(Stored data)
□ □ □ □ □
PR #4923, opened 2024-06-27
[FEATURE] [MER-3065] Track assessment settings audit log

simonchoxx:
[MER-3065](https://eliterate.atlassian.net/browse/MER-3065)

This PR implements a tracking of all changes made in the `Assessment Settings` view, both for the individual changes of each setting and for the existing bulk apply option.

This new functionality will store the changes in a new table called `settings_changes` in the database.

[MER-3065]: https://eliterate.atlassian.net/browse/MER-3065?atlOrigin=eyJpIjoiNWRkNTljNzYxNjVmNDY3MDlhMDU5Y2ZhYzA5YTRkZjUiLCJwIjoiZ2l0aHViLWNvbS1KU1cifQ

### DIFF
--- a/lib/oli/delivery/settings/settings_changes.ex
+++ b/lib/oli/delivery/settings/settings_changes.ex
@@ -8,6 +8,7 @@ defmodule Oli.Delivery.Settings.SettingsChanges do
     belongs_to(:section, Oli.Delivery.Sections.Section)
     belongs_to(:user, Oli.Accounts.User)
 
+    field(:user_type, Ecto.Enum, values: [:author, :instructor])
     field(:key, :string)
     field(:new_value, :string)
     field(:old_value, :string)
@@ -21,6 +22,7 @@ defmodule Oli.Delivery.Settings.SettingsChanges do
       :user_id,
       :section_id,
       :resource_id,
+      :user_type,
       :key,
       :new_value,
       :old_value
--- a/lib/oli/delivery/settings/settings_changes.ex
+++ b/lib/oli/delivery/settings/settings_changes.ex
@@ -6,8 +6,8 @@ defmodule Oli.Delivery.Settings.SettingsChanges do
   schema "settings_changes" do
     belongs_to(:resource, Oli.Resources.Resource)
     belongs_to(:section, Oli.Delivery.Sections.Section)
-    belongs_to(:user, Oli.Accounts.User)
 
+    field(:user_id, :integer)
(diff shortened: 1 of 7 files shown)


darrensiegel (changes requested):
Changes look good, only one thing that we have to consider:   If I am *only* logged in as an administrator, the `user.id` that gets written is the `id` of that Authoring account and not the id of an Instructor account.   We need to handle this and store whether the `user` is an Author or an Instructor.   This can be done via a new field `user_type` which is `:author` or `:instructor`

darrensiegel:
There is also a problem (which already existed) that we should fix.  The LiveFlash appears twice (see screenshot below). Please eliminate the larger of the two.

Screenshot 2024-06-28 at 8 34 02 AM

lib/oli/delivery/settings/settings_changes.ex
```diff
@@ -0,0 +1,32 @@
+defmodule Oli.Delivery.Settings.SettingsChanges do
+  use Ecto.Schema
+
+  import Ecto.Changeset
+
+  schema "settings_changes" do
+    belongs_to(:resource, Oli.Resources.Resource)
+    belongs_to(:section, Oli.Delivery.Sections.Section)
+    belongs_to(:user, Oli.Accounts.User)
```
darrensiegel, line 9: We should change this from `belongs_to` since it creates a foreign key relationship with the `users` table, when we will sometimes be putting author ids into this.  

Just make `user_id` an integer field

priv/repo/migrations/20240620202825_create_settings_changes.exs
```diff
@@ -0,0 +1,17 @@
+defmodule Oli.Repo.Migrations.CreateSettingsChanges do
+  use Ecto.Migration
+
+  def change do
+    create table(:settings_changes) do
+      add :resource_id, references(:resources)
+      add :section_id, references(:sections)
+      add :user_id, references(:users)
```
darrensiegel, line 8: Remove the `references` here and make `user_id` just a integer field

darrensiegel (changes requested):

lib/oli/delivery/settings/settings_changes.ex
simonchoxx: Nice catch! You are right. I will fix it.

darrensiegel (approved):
□ □ □ □ □
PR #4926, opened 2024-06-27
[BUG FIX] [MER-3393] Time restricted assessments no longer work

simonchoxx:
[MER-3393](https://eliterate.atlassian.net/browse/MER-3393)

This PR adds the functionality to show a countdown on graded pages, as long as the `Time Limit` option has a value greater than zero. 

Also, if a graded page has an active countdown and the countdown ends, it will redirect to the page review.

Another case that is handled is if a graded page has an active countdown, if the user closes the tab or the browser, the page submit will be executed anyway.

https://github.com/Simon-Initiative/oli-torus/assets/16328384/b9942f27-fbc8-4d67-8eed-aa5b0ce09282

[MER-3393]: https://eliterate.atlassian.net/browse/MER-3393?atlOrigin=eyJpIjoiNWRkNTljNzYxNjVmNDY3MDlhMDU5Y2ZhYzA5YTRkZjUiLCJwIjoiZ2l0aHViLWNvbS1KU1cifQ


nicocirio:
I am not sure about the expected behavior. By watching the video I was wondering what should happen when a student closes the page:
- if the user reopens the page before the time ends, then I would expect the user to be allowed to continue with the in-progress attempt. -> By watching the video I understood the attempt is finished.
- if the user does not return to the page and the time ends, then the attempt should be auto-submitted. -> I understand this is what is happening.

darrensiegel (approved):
□ □ □ □ □
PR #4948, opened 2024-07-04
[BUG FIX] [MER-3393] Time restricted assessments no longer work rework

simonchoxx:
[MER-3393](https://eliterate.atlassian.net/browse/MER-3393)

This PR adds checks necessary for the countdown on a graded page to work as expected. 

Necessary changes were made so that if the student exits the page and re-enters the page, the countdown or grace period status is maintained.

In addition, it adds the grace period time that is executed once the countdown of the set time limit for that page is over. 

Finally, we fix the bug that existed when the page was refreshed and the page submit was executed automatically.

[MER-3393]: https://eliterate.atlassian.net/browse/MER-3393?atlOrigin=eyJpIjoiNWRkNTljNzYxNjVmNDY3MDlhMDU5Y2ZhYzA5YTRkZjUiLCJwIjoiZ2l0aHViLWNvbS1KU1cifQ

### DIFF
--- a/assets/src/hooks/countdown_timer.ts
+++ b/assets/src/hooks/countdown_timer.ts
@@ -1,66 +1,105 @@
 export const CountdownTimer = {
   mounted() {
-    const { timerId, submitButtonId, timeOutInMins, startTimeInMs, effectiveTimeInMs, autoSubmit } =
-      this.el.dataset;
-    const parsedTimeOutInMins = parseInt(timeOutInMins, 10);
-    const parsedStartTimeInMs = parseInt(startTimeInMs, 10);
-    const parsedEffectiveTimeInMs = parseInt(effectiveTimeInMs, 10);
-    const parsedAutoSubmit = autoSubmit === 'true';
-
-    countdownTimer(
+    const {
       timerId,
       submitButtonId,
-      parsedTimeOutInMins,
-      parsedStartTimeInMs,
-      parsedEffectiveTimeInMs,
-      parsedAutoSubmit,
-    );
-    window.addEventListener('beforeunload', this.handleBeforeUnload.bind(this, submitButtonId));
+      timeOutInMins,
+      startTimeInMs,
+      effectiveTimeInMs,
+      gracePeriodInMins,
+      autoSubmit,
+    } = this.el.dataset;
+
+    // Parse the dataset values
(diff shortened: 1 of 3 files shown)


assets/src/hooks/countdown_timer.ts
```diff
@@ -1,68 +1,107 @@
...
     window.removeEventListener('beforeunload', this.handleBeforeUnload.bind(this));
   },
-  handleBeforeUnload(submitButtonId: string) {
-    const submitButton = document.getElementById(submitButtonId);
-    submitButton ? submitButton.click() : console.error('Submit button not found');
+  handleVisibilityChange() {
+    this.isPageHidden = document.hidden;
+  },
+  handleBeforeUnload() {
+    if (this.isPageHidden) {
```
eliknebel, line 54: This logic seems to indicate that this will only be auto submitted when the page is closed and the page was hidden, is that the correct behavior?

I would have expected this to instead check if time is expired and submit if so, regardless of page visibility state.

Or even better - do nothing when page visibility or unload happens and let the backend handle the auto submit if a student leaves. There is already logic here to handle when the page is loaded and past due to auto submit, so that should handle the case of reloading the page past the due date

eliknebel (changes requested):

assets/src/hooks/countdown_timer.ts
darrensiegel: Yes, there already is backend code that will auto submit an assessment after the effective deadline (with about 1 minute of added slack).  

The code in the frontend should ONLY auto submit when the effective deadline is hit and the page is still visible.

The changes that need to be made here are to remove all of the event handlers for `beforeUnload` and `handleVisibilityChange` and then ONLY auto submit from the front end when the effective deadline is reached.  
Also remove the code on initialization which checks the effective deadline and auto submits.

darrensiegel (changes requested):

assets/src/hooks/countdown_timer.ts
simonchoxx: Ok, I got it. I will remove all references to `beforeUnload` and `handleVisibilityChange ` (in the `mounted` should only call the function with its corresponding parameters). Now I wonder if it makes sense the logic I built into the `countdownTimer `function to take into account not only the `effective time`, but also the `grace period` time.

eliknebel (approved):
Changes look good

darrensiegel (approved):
□ □ □ □ □
§ **Required work**
Scan the entries and show every line in which the word "existed" is found.

§ **Answer**
There is also a problem (which already existed) that we should fix.  The LiveFlash appears twice (see screenshot below). Please eliminate the larger of the two.
Finally, we fix the bug that existed when the page was refreshed and the page submit was executed automatically.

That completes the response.